The CofA went on to find that the employer, unlike the employer in the Gallop case, did not simply rely on the OH report, rather it had done (as found by the ET ) “all it could reasonably be expected to have done”, namely: (a) referred the matter to OH, (b) conducted return to work meetings (at least nine such meetings), (c) had discussions with Mrs D and (d) reviewed letters which Mrs D had asked her GP to write to the employer. This, the CofA observed, amounted to a “heavy weight of material on which to form a view“.

Accordingly, the CofA refused Mrs D’s appeal and upheld the ET’s decision that the employer did not have constructive knowledge of Mrs D’s disability, so the duty to consider reasonable adjustments was not triggered and Mrs D’s dismissal was not unfair or discriminatory.

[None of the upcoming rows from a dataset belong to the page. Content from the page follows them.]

PR #3543, opened 2025-06-05
💽 [TRLParser] Fail when unknown args are provided in the config file.

edbeeching:
When a config.yaml file is parsed by the `TRLParser` there is an option to return remaining strings. But otherwise we do not check that all of the parsed args have been consumed by the config classes. 

It would be easy for a user to mistype an argument in a config file and not be aware that the parameter was not set correctly.

This PR adds an option to the `TRLParser` `fail_with_unknown_args`, which is `True` by default. This ensures that errors in the config file are quickly flagged to the user.

### DIFF
--- a/trl/scripts/utils.py
+++ b/trl/scripts/utils.py
@@ -214,13 +214,12 @@ class TrlParser(HfArgumentParser):
         if return_remaining_strings:
             args_remaining_strings = output[-1]
             return output[:-1] + (config_remaining_strings + args_remaining_strings,)
+        elif fail_with_unknown_args and config_remaining_strings:
+            raise ValueError(
+                f"Unknown arguments from config file: {config_remaining_strings}. Please remove them, add them to the "
+                "dataclass, or set `fail_with_unknown_args=False`."
+            )
         else:
-            if fail_with_unknown_args:
-                if config_remaining_strings:
-                    raise ValueError(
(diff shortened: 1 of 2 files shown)


trl/scripts/utils.py
```diff
@@ -212,6 +215,12 @@ def parse_args_and_config(
             args_remaining_strings = output[-1]
             return output[:-1] + (config_remaining_strings + args_remaining_strings,)
         else:
+            if fail_with_unknown_args:
+                if config_remaining_strings:
+                    raise ValueError(
+                        f"Unknown arguments from config file: {config_remaining_strings}. "
+                        "Please remove them or add them to the dataclass."
```
qgallouedec: ... or set`fail_with_unknown_args` to False

trl/scripts/utils.py
```diff
@@ -212,6 +215,12 @@ def parse_args_and_config(
             args_remaining_strings = output[-1]
             return output[:-1] + (config_remaining_strings + args_remaining_strings,)
         else:
+            if fail_with_unknown_args:
+                if config_remaining_strings:
```
qgallouedec:
```suggestion
        elif config_remaining_string and fail_with_unknown_args:
```

qgallouedec (commented):
Nice, some minor suggestions

qgallouedec (approved):
lgtm!

PR #3390, opened 2025-04-29
Add completion entropy metrics

lewtun:
# What does this PR do?

Metric from the DAPO paper: https://dapo-sia.github.io

Useful for measuring diversity / entropy collapse

## Before submitting
- [ ] This PR fixes a typo or improves the docs (you can dismiss the other checks if that's the case).
- [ ] Did you read the [contributor guideline](https://github.com/huggingface/trl/blob/main/CONTRIBUTING.md#create-a-pull-request),
      Pull Request section?
- [ ] Was this discussed/approved via a GitHub issue? Please add a link
      to it if that's the case.
- [ ] Did you make sure to update the documentation with your changes?
- [ ] Did you write any new necessary tests?

## Who can review?

Anyone in the community is free to review the PR once the tests have passed. Feel free to tag
members/contributors who may be interested in your PR.

PR #3563, opened 2025-06-10
Add entropy based filtering inside the GRPOTrainer.

### LINKED ISSUE #3555: Add entropy based token filtering to the GRPO Trainer/Loss Function.
### Feature request

In the [paper](https://arxiv.org/pdf/2506.01939) **Beyond the 80/20 Rule: High-Entropy Minority Tokens Drive Effective Reinforcement Learning for LLM Reasoning** the authors from the Qwen team show that filtering out i.e. zeroing out the policy-loss from the bottom 80% of tokens in a model's response based on their entropy can yield better results than including the loss from all the tokens.

> We ultimately improve RLVR by restricting policy gradient updates to
forking tokens and uncover a finding even beyond the 80/20 rule: utilizing only 20% of
the tokens while maintaining performance comparable to full-gradient updates on the
Qwen3-8B base model and significantly surpassing full-gradient updates on the Qwen3-
32B

It'd be great to add a flag in the GRPO Trainer so that a user can exclude the bottom-k tokens based on entropy from the policy loss.

### Motivation

Can help users create better reasoning models!

### Your contribution

I'd like to implement this parameter/feature!

pramodith:
# What does this PR do?

This PR is in relation to #3555 which proposes to mask out the policy loss coming from tokens in the completions corresponding to positions with an entropy scores below the bottom-k percentile.

This idea is proposed by the Qwen team in their accompanying [paper](https://arxiv.org/pdf/2506.01939) **Beyond the 80/20 Rule**

## Key Proposals of the paper that guided the implementation

```math
\mathcal{J}^{\mathcal{B}}_{\text{HighEnt}}(\theta) = 
\mathbb{E}_{\mathcal{B} \sim \mathcal{D},\,(q,a) \sim \mathcal{B},\, \{o^i\}_{i=1}^{G} \sim \pi_{\text{old}}(\cdot|q)}
\left[
\frac{1}{\sum_{i=1}^{G} |o^i|} \sum_{i=1}^{G} \sum_{t=1}^{|o^i|} 
\mathbb{I}\left[H^i_t \geq \tau^{\mathcal{B}}_{\rho} \right] 
\cdot \min\left(r^i_t(\theta) \hat{A}^i_t,\ 
\text{clip}(r^i_t(\theta), 1 - \epsilon_{\text{low}}, 1 + \epsilon_{\text{high}}) \hat{A}^i_t
\right)
\right],
\quad \text{s.t. } 0 < \left|\left\{ o^i \mid \text{is\_equivalent}(a, o^i) \right\}\right| < G
```

The key difference is the term
```math
\mathbb{I}\left[H^i_t \geq \tau^{\mathcal{B}}_{\rho} \right] 
```
From the paper

> Here, $H^i_t$ denotes the entropy of token t in response i, $\mathbb{I}[·]$ is the indicator function that evaluates to 1 if the
condition inside holds and 0 otherwise, ρ ∈ (0, 1] is a predefined ratio specifying the top proportion of high-entropy tokens to be selected within a batch, and $\tau^{\mathcal{B}}$ is the corresponding entropy threshold within
the batch B such that only tokens with $H^i_t ≥ \tau^{\mathcal{B}}_{\rho}$ , **comprising the top-ρ fraction of all tokens in the batch**, are used to compute the gradient.

Entropy is calculated as normal via the formula

```math
H_t := - \sum_{j=1}^{V} p_{t,j} \log p_{t,j}
```

The paper applies the entropy mask to the DAPO loss function in their experiments, but I think we can leave it to the user to decide which loss i.e. GRPO, Dr. GRPO or DAPO to apply it to.

The paper finds that the best threshold is to keep the top-20% of tokens based on their entropy.

> We ultimately improve RLVR by restricting policy gradient updates to
forking tokens and uncover a finding even beyond the 80/20 rule: utilizing only 20% of
the tokens while maintaining performance comparable to full-gradient updates on the
Qwen3-8B base model and significantly surpassing full-gradient updates on the Qwen3-
32B (+11.04 on AIME’25 and +7.71 on AIME’24) and Qwen3-14B (+4.79 on AIME’25 and
+5.21 on AIME’24)

**I didn't run the vllm tests inside `test_grpo_trainer.py` since my machine/vm didn't have access to a gpu.**

Fixes #3555 

## Before submitting
      Pull Request section?
      to it if that's the case.

## Who can review?

### DIFF
--- a/trl/scripts/grpo.py
+++ b/trl/scripts/grpo.py
@@ -100,7 +100,7 @@ def main(script_args, training_args, model_args):
     # Initialize the GRPO trainer
     trainer = GRPOTrainer(
         model=model,
-        reward_funcs=reward_model,
+        reward_funcs=reward_funcs,
         args=training_args,
         train_dataset=dataset[script_args.dataset_train_split],
         eval_dataset=dataset[script_args.dataset_test_split] if training_args.eval_strategy != "no" else None,


LeonEricsson:
You should be able to calculate the entropy directly from log probs as

```
entropy = -(per_token_logps.exp() * per_token_logps).sum(-1)
```

which means we don't have to modify `_get_per_token_logps`. I noted however that you didn't apply temperature scaling when calculating your entropy, which my proposed solution does. As I see it temperature scaling remains an unresolved variable: the paper evaluates entropy masking only at T = 1, so the optimal percentile thresholds for other temperatures are unknown. The same caveat applies to model choice—results are reported solely for the Qwen-3 series, and the threshold may shift substantially for other architectures. In practice, the 20 % rule should be treated as a starting heuristic; users will need to experiment with the temperature-model-percentile combination that best fits their own setup.

pramodith:
~Ah,  yeah that's a good point let me update the entropy calculation to use the logprobs directly. Yep the temperature and 20% threshold should be hyper-parameters that are tuned by the user.~

pramodith:
Also just realized that the temperature parameter won't affect the ranking order of entropy since all positions are affected by the same temperature, so the temp param shouldn't matter here.

trl/trainer/grpo_trainer.py
LeonEricsson, line 1: Given that liger loss doesn't support entropy filtering, raise an error if the user tries to use liger loss + entropy filter

pramodith:
> You should be able to calculate the entropy directly from log probs as
> 
> ```
> entropy = -(per_token_logps.exp() * per_token_logps).sum(-1)
> ```
Actually this isn't true the `per_token_logps` only contain the log probs of the token in the sampled response. Entropy needs to be calculated over the probability distribution over the entire vocabulary per seq position in the response, so we do need to update the `_get_per_token_logps` since it uses the `selective_log_softmax` function to gather the probs of just the tokens in sampled response.

LeonEricsson:
> > You should be able to calculate the entropy directly from log probs as
> > ```
> > entropy = -(per_token_logps.exp() * per_token_logps).sum(-1)
> > ```
> 
> Actually this isn't true the `per_token_logps` only contain the log probs of the token in the sampled response. Entropy needs to be calculated over the probability distribution over the entire vocabulary per seq position in the response, so we do need to update the `_get_per_token_logps` since it uses the `selective_log_softmax` function to gather the probs of just the tokens in sampled response.

yes of course, my bad. not really a fan of the proposed refactor of  `_get_per_token_logps` so trying to think of an alternative solution. Things of concern: 1) `logits` is a big tensor, clogs VRAM. 2) performing `torch.softmax(logits, dim=-1)` will spike memory usage. See #3390 for discussion. But maybe we just have to bite the bullet here, and in this case we should definitely only perform the entropy calculation when necessary

qgallouedec:
Nice! Thanks!
Yes, as @LeonEricsson says, the tricky part is the memory peak of the softmax. There as to be a way to compute the entropy efficiently, similarly to what we do with `selective_log_softmax`.

Another recommendation: 1 argument is probably enough.

```diff
- if self.filter_on_entropy:
+ if self.token_entropy_percentile_threshold < 1.0:
```

and add that the recommended value is 0.2 in the documentation.

pramodith:
Cool, let me look into making the entropy calculation less memory intensive.

pramodith:
Updated the code to make sure that only a mini-batch of logits are materialized at any given point of time and entropies for those mini-batches of logits are optionally calculated. The `rowise_entropy` function is inspired by the `selective_log_softmax` function to calculate entropy per row of the mini-batch. Introduces a bit of redundant compute because we compute the log_softmax twice in entropy calc and `selective_log_softmax`, but I guess its worth the tradeoff with the gains in clean code and memory.

trl/trainer/grpo_trainer.py
```diff
@@ -1360,6 +1392,9 @@ def _compute_loss(self, model, inputs):
         per_token_loss1 = coef_1 * advantages.unsqueeze(1)
         per_token_loss2 = coef_2 * advantages.unsqueeze(1)
         per_token_loss = -torch.min(per_token_loss1, per_token_loss2)
+        if entropy_mask is not None:
+            # mask out tokens based on entropy
```
```suggestion
```

already clear and self-explanatory

trl/trainer/grpo_trainer.py
```diff
@@ -1324,20 +1338,38 @@ def _compute_loss(self, model, inputs):
...
-        per_token_logps = self._get_per_token_logps(model, input_ids, attention_mask, logits_to_keep)
+        # Compute the entropy at each position in the completion
+        if self.token_entropy_percentile_threshold > 0.0:
+            logs_and_entropies = self._get_per_token_logps_and_entropies(
+                model, input_ids, attention_mask, logits_to_keep, do_compute_entropy=True
+            )
+            per_token_logps = logs_and_entropies["logps"]
+            entropies = logs_and_entropies["entropies"]
+            # we need to find the entropy threshold based on all tokens in the
+            # batch and not just along a given batch index.
```
```suggestion
            # compute the entropy threshold across all tokens in the batch
```

trl/trainer/grpo_trainer.py
```diff
@@ -1324,20 +1338,38 @@ def _compute_loss(self, model, inputs):
...
+            entropy_threshold = torch.quantile(entropies.flatten(), self.token_entropy_percentile_threshold)
+            # Create a mask for tokens corresponding to positions in the completion
+            # where the entropy is not in the top `token_entropy_percentile_threshold` percentile.
```
```suggestion
```
think this is redundant as well

LeonEricsson:
> Updated the code to make sure that only a mini-batch of logits are materialized at any given point of time and entropies for those mini-batches of logits are optionally calculated. The `rowise_entropy` function is inspired by the `selective_log_softmax` function to calculate entropy per row of the mini-batch. Introduces a bit of redundant compute because we compute the log_softmax twice in entropy calc and `selective_log_softmax`, but I guess its worth the tradeoff with the gains in clean code and memory.

nice work. left a few minor comments

pramodith:
Thanks for the review Leon! Made the suggested changes.

pramodith:
@qgallouedec please take another look at the PR when you have the time.

LeonEricsson:
I spent some time benchmarking different entropy calculations, [scripts here](https://github.com/LeonEricsson/trl/blob/memory_efficient_entropy_calculation/entropy_benches.py). Long story short I recommend:

```
def compute_entropy(logits: torch.Tensor, chunk_size: int = 1) -> torch.Tensor:
    """
    Compute the Shannon entropy (nats) for each row of `logits`
    with a memory-friendly, `log_softmax → exp → reduce` sequence.

    Args:
        logits (`torch.Tensor`):
            Tensor of shape `(..., num_classes)` holding unnormalised
            log-probabilities.
        chunk_size (`int`, *optional*, defaults to `1`):
            Number of rows processed together. Keeping it
            at `1` minimises peak memory; larger values trade a small
            rise in memory for fewer launches.  Default is `1`.

    Returns:
        `torch.Tensor`:
            Entropy values with shape `logits.shape[:-1]`.
    """
    outs = []
    for chunk in logits.split(chunk_size, dim=0): # loop to reduce peak mem consumption
        logp = F.log_softmax(chunk, dim=-1)
        entropy = -(logp.exp() * logp).sum(-1)
        outs.append(entropy)
    return torch.cat(outs, dim=0)
```

this is basically what you already had, but importantly we sum inside the loop which avoids materializing the [S, V] tensor. I observed no latency improvements when increasing `chunk_size` on a 4090, because it's already memory-bound at `1`

1485840691:
@qgallouedec @LeonEricsson  this PR has a bit of duplicate with my implementation of entropy regularization loss in https://github.com/huggingface/trl/pull/3628. We need to sync on both given the 2 address entropy in two different directions. The entropy regularization loss is proposed in [issue ](https://capricious-hydrogen-41c.notion.site/Skywork-Open-Reasoner-Series-1d0bc9ae823a80459b46c149e4f51680?pvs=25#1d1bc9ae823a801592a0c3891ea5328f) and also officially implemented in verl.

pramodith:
@1485840691 I think that despite the overlap both of the purposes are complementary and once this PR is pushed including the entropy loss in the final loss should be fairly simple.

pramodith:
@LeonEricsson thanks for those cool benchmarks! I've updated the code to compute the sum inside the for loop as you've suggested.

1485840691:
I have a comment on entropy from logits. Given verl has already provided an implementation https://github.com/volcengine/verl/blob/9b7bb69ea3165b691cc908d7f3f2f14c4a65a59e/verl/utils/torch_functional.py#L150, why do we not re-use that?

Sorry, I tried benchmark it. Indeed verl's implementation does not have better running performance
"
Duration of rowise_entropy: 0.7136 seconds
Duration of entropy_from_logits: 1.4799 seconds
"

But given the entropy from logits function is embed inside the chunk loop of get_per_token_logps, why do we need to support chunking here?

1485840691:
And there is another question regarding the interaction between entropy loss and entropy mask: Do we need to consider the entropy mask in computing entropy loss? Now entropy loss is computed using completion mask @qgallouedec @LeonEricsson

pramodith:
> I have a comment on entropy from logits. Given verl has already provided an implementation https://github.com/volcengine/verl/blob/9b7bb69ea3165b691cc908d7f3f2f14c4a65a59e/verl/utils/torch_functional.py#L150, why do we not re-use that? Given the entropy from logits function is embed inside the chunk loop of get_per_token_logps, I think we might not need to support chunking here. Even if we do need chunking, verl has in-place implementation: https://github.com/volcengine/verl/blob/9b7bb69ea3165b691cc908d7f3f2f14c4a65a59e/verl/utils/torch_functional.py#L150

I'm assuming you mean why we don't simply import the function from `veRL`. I think that we'd like to avoid introducing new dependencies for fairly simple utility functions. Good point on supporting chunking inside the entropy function, while you correctly point out that we don't need to support chunking for the current implementation of GRPO since the `get_per_token_logps` does it, I think it makes sense to support chunking inside the `rowise_entropy` function to make it more re-usable for other usecases.

pramodith:
> And there is another question regarding the interaction between entropy loss and entropy mask: Do we need to consider the entropy mask in computing entropy loss? Now entropy loss is computed using completion mask @qgallouedec @LeonEricsson

I don't think the entropy loss should take the entropy mask into consideration. In the entropy masking paper linked above, their intention was to just affect the policy loss. So similar to how KL-div doesn't consider the entropy mask, I believe that the entropy loss shouldn't either, especially if we want to reproduce the behavior of veRL.

1485840691:
> > I have a comment on entropy from logits. Given verl has already provided an implementation https://github.com/volcengine/verl/blob/9b7bb69ea3165b691cc908d7f3f2f14c4a65a59e/verl/utils/torch_functional.py#L150, why do we not re-use that? Given the entropy from logits function is embed inside the chunk loop of get_per_token_logps, I think we might not need to support chunking here. Even if we do need chunking, verl has in-place implementation: https://github.com/volcengine/verl/blob/9b7bb69ea3165b691cc908d7f3f2f14c4a65a59e/verl/utils/torch_functional.py#L150
> 
> I'm assuming you mean why we don't simply import the function from `veRL`. I think that we'd like to avoid introducing new dependencies for fairly simple utility functions. Good point on supporting chunking inside the entropy function, while you correctly point out that we don't need to support chunking for the current implementation of GRPO since the `get_per_token_logps` does it, I think it makes sense to support chunking inside the `rowise_entropy` function to make it more re-usable for other usecases.

I think we might follow verl to support entropy_from_logits(https://github.com/volcengine/verl/blob/9b7bb69ea3165b691cc908d7f3f2f14c4a65a59e/verl/utils/torch_functional.py#L143) and entropy_from_logits_chunking(https://github.com/volcengine/verl/blob/9b7bb69ea3165b691cc908d7f3f2f14c4a65a59e/verl/utils/torch_functional.py#L150). And I do not mean importing verl lib to support such small util function ,just copy the code and add a comment. But given I have benchmarked it. verl's implementation does not have better performance.

pramodith:
> I have a comment on entropy from logits. Given verl has already provided an implementation https://github.com/volcengine/verl/blob/9b7bb69ea3165b691cc908d7f3f2f14c4a65a59e/verl/utils/torch_functional.py#L150, why do we not re-use that?
> 
> Sorry, I tried benchmark it. Indeed verl's implementation does not have better running performance " Duration of rowise_entropy: 0.7136 seconds Duration of entropy_from_logits: 1.4799 seconds "
> 
> But given the entropy from logits function is embed inside the chunk loop of get_per_token_logps, why do we need to support chunking here?

Sorry, I missed this comment. I think the objective here is to reduce peak memory usage rather than optimize on run-time, based on the comments from Leon and Quentin

> Nice! Thanks!
Yes, as @LeonEricsson says, the tricky part is the memory peak of the softmax. There as to be a way to compute the entropy efficiently, similarly to what we do with selective_log_softmax.

LeonEricsson:
> But given the entropy from logits function is embed inside the chunk loop of get_per_token_logps, why do we need to support chunking here?

I agree that chunking isn't necessary here, but since it's defined as a general utility function and could be useful in future scenarios, its nice to have; provides a convenient way to trade memory for latency.

> I think we might follow verl to support entropy_from_logits(https://github.com/volcengine/verl/blob/9b7bb69ea3165b691cc908d7f3f2f14c4a65a59e/verl/utils/torch_functional.py#L143) and entropy_from_logits_chunking(https://github.com/volcengine/verl/blob/9b7bb69ea3165b691cc908d7f3f2f14c4a65a59e/verl/utils/torch_functional.py#L150).

Yeah, `entropy_from_logits_chunking` looks very similar to what I benchmarked [here](https://github.com/LeonEricsson/trl/blob/7231f7babba274df5424b1f9ae2507cc82eaf679/entropy_benches.py#L62-L70). I’d be fine with it as well, but based on my isolated benchmarks, I found it has the same memory usage while being slower.

> I don't think the entropy loss should take the entropy mask into consideration. In the entropy masking paper linked above, their intention was to just affect the policy loss. So similar to how KL-div doesn't consider the entropy mask, I believe that the entropy loss shouldn't either, especially if we want to reproduce the behavior of veRL.

~looking into this~
I agree with @pramodith, entropy filtering is applied to the policy loss, and the entropy loss should be entirely separate from the policy loss.

trl/trainer/utils.py
```diff
@@ -1781,6 +1781,32 @@ def selective_log_softmax(logits, index) -> torch.Tensor:
...
+        `torch.Tensor`:
+            Entropy of each position in a sequence
+    """
+    per_token_entropies = []
+    for i in range(0, logits.shape[0], chunk_size):
+        logits_chunk = logits[i : i + chunk_size]
+        for row_logits in logits_chunk:  # loop to reduce peak mem consumption
+            row_logps = F.log_softmax(row_logits, dim=-1)
+            row_entropy = -(torch.exp(row_logps) * row_logps).sum(-1)
+            per_token_entropies.append(row_entropy)
```
LeonEricsson: doesn't the inner loop negate the purpose of `chunk_size`? we can achieve the same thing by:
```suggestion
    for logits_chunk in logits.split(chunk_size, dim=0):
        logps = F.log_softmax(logits_chunk, dim=-1)    
        chunk_entropy = -(torch.exp(logps) * logps).sum(-1)
        per_token_entropies.append(chunk_entropy)
```

with a default `chunk_size=1`.

trl/trainer/utils.py
```diff
@@ -1781,6 +1781,30 @@ def selective_log_softmax(logits, index) -> torch.Tensor:
     return per_token_logps
 
 
+def rowise_entropy(logits, chunk_size: int = 1) -> torch.Tensor:
```
LeonEricsson:
```suggestion
def entropy_from_logits(logits, chunk_size: int = 1) -> torch.Tensor:
```

make sure to change test names as well

trl/trainer/utils.py
```diff
@@ -1781,6 +1781,30 @@ def selective_log_softmax(logits, index) -> torch.Tensor:
...
+
+    Args:
+        logits (`torch.Tensor`):
+            Logits tensor of shape `(..., num_classes)`.
+        chunk_size (`int`, *optional*, defaults to `2048`):
+            The number of chunks the batch will be split into to reduce memory consumption.
+    Returns:
+        `torch.Tensor`:
+            Entropy of each position in a sequence
+    """
```
LeonEricsson:
```suggestion
    """
    Compute the Shannon entropy (in nats) for each row of *logits* without
    materialising the full soft-max in memory.

    The batch dimension is processed in chunks of size `chunk_size` so that
    only a subset of rows is expanded to probabilities at any one time.

    Args:
        logits (`torch.Tensor`):
            Logits tensor of shape `(..., num_classes)`. Entropy is taken along the last axis; all
            leading dimensions are preserved.
        chunk_size (`int`, *optional*, defaults to `1`):
            Number of rows to process per iteration.
    Returns:
        `torch.Tensor`:
            Entropy values with shape `logits.shape[:-1]`.
    """
```

tests/test_utils.py
```diff
@@ -616,3 +617,23 @@ def test_num_samples(self, mock_stdout):
...
+    def test_rowise_entropy(self, dtype, chunk_size):
+        batch_size, seq_len, vocab_size = 64, 384, 768
+        logits = torch.randn(batch_size, seq_len, vocab_size, dtype=dtype)
+        log_probs = torch.log_softmax(logits, dim=-1)
+        expected_entropy = -(torch.exp(log_probs) * log_probs).sum(-1)
+        predicted_entropy = rowise_entropy(logits, chunk_size=chunk_size)
+        if dtype in [torch.float16, torch.bfloat16]:
+            self.assertTrue(torch.equal(predicted_entropy, expected_entropy))
+        else:
+            torch.testing.assert_close(predicted_entropy, expected_entropy, rtol=1e-5, atol=1e-5)
```
LeonEricsson:
```suggestion
        if dtype in (torch.float64, torch.float32):
            p = logits.softmax(-1)
            entropy = -torch.sum(p * p.log(), dim=-1)
        else:
            logps = logits.log_softmax(dim=-1)
            entropy = -(torch.exp(logps) * logps).sum(-1)

        predicted_entropy = entropy_from_logits(logits, chunk_size=chunk_size)
        torch.testing.assert_close(predicted_entropy, entropy, rtol=1e-5, atol=1e-5)
```

we can use the exact calculation for float32/64

trl/trainer/grpo_trainer.py
```diff
@@ -1364,7 +1383,22 @@ def _compute_loss(self, model, inputs):
...
         logits_to_keep = completion_ids.size(1)  # we only need to compute the logits for the completion tokens
 
-        per_token_logps = self._get_per_token_logps(model, input_ids, attention_mask, logits_to_keep)
+        # Compute the entropy at each position in the completion
+        if self.token_entropy_percentile_threshold > 0.0:
+            logs_and_entropies = self._get_per_token_logps_and_entropies(
+                model, input_ids, attention_mask, logits_to_keep, do_compute_entropy=True
+            )
+            per_token_logps = logs_and_entropies["logps"]
+            entropies = logs_and_entropies["entropies"]
```
```suggestion
            logps_and_entropies = self._get_per_token_logps_and_entropies(
                model, input_ids, attention_mask, logits_to_keep, do_compute_entropy=True
            )
            per_token_logps = logps_and_entropies["logps"]
            entropies = logps_and_entropies["entropies"]
```

LeonEricsson:
some final comments then I'm happy to merge.

LeonEricsson (approved):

Lessons to be learned by Employers

  1. Employers must form their own view as to whether or not an employee is disabled, so is to trigger the obligation to consider reasonable adjustments. This decision cannot be delegated to a doctor or OH advisor.
  2. In reaching its decision, the employer must consider all the facts that they have at the time of making the decision.
  3. Getting an OH report may be key, but the employer must not simply follow the report’s findings; any view expressed by a doctor or OH professional should not be approached uncritically.
  4. When instructing an OH advisor, HRBP’s should ensure that any questions asked specifically address the elements set out in any legal definition of disability and should be framed in such a way as to allow/require a reasoned opinion to be given on the issue of disability.
  5. An employer should carefully consider whether it is necessary to ask further, clarificatory, questions of the OH advisor in order to establish/understand OH’s reasoning, as this will help the employer to evidence the fact that it was making its own decision on the issue of disability.

Lastly, it is important to understand that these cases are fact specific and that constructive knowledge is not relevant in relation to cases involving indirect discrimination.